Raw data =
++++++++++

PR #9984, opened 2023-11-29
Skip Folia's EntityScheduler executeTick checks if the scheduler hasn't been used at least once

MrPowerGamerBR:
This PR is mostly for "hey maybe there is a better solution for this", since I don't expect this PR to be accepted since it is mostly a hacky hack that probably has concurrency issues (accessing `hasScheduledAtLeastOneTask` outside of a synchronized block) and probably has a better solution.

++++++++++

Your assignment =
Restate word for word every line from the one containing "Skip Folia's EntityScheduler" through the final line of the listing. Both end lines belong in the answer.

Solution =
Skip Folia's EntityScheduler executeTick checks if the scheduler hasn't been used at least once

MrPowerGamerBR:
This PR is mostly for "hey maybe there is a better solution for this", since I don't expect this PR to be accepted since it is mostly a hacky hack that probably has concurrency issues (accessing `hasScheduledAtLeastOneTask` outside of a synchronized block) and probably has a better solution.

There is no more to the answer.